Her compassion for animals was taught to them; by her actions while raising chickens for their eggs and her Cashmere goats that she raised for their fine soft wool that she spun into yarn.

When people had the opportunity to visit her at home, they were soon greeted and welcomed by Smokey, Tigger, and Toby, her beloved cats.

She will be remembered for her unconditional love, incredible kindness, positivity, great sense of humor, and quick wit.

She was always there when anyone needed her. Her home was always welcoming, peaceful, a spiritual haven to reflect, and light some candles and incense to the Arch Angel Michael that she had a novena to.

She never hesitating to put a kettle on, for a drop by of friends and family, sipping a cup of tea and a pleasant conversation.

Her absence will be greatly felt.

She is survived by her loving husband of 22 years of marriage, Dexter Flood, of Newport Center.

She was a devoted mother to her children.

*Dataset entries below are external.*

PR #276, opened 2025-03-09
use a different prefix for private keys than public keys

Geal:


divarvel:
Perfect, exactly what I had in mind. 

Build is failing because tests needs to be updated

She leaves behind her daughters: Gail McCarthy and Mary E. Flood , and her sons: Richard McCarthy and his wife, Christine John McCarthy, Tim Yip and his fiancée, Amanda Deveta, and Roger Yip.  She also leaves her cherished grandchildren: Sherri and Brian McCarthy, John Jr., Brandon, Brittany McCarthy, Timothy and Lara Yip, and Sachi, Branden, and Kundan Khushu.

In lieu of flowers, donations can be made in MaryAnn’s name to the American Heart Association or the Parkinson’s Association.

There will be no funeral arrangements.

Respectfully, family and friends are welcome to gather for her burial that will take place in the spring at Pine Grove Cemetery at the convenience of the family.

 

Zakeyah Andrenia Ferguson

Zakeyah Andrenia Ferguson, 9, of Newport Center, died suddenly on February 11, 2024, at her home. She was born on June 11, 2014, in Newport, to Tyshon (Nuk) and Kassandra (Kassie)  (Collins) Ferguson.

Zakeyah attended Newport Town School where she was in the fourth grade. She loved music, liked to be heard, and had just recently found a new love of skiing at Jay Peak. She also loved being read to.

She is survived by her parents, Nuk and Kassie Ferguson, brother Zandyn Speed, twin sister Zakiyah Ferguson, and sister Zaniyah Ferguson; maternal grandparents, Shannon Collins and Robert Collins Jr., both of Newport Center; and great-grandmother Elaine Eldred of Castle Rock, Colorado; her aunts and uncles: Michael Collins and daughter Everlee of Newport Center,  Samantha Collins of Essex, Charles Ferguson Jr. of Jersey City, New Jersey, Cenethia Brown of Durham, North Carolina; and several cousins.

She was predeceased by her paternal grandparents, Thais and Charles Ferguson Sr.

The family would like to acknowledge the team at UVM Children’s Hospital for their care, support, and love of Zakeyah over the years. With an extra thank-you to Miss Sue (Newport Town Elementary School) and Theresa (UVM Children’s Hospital).

Friends may call from 6 to 8 p.m. on Thursday, February 22, at the Curtis-Britch and Bouffard Funeral Home, 4670 Darling Hill Road, Derby, where services will also be held at 1 p.m. on Friday, February 23, with Reverend Michael Haddad officiating. The family invites anyone who wishes to gather after the funeral to the Newport Town Elementary School for a light luncheon. If friends desire, memorial contributions in Zakeyah’s name may be made to the Meningitis Foundation of America (https://musa.org/). Online condolences may be made at curtis-britch.com.

 

Donna L. Benedict

Donna L. Benedict, 73, formerly of Coventry, and more recently of Glover, died on Friday, February 16, 2024, in Newport.  A graveside service will be held at Coventry Cemetery in the spring. A full obituary will follow.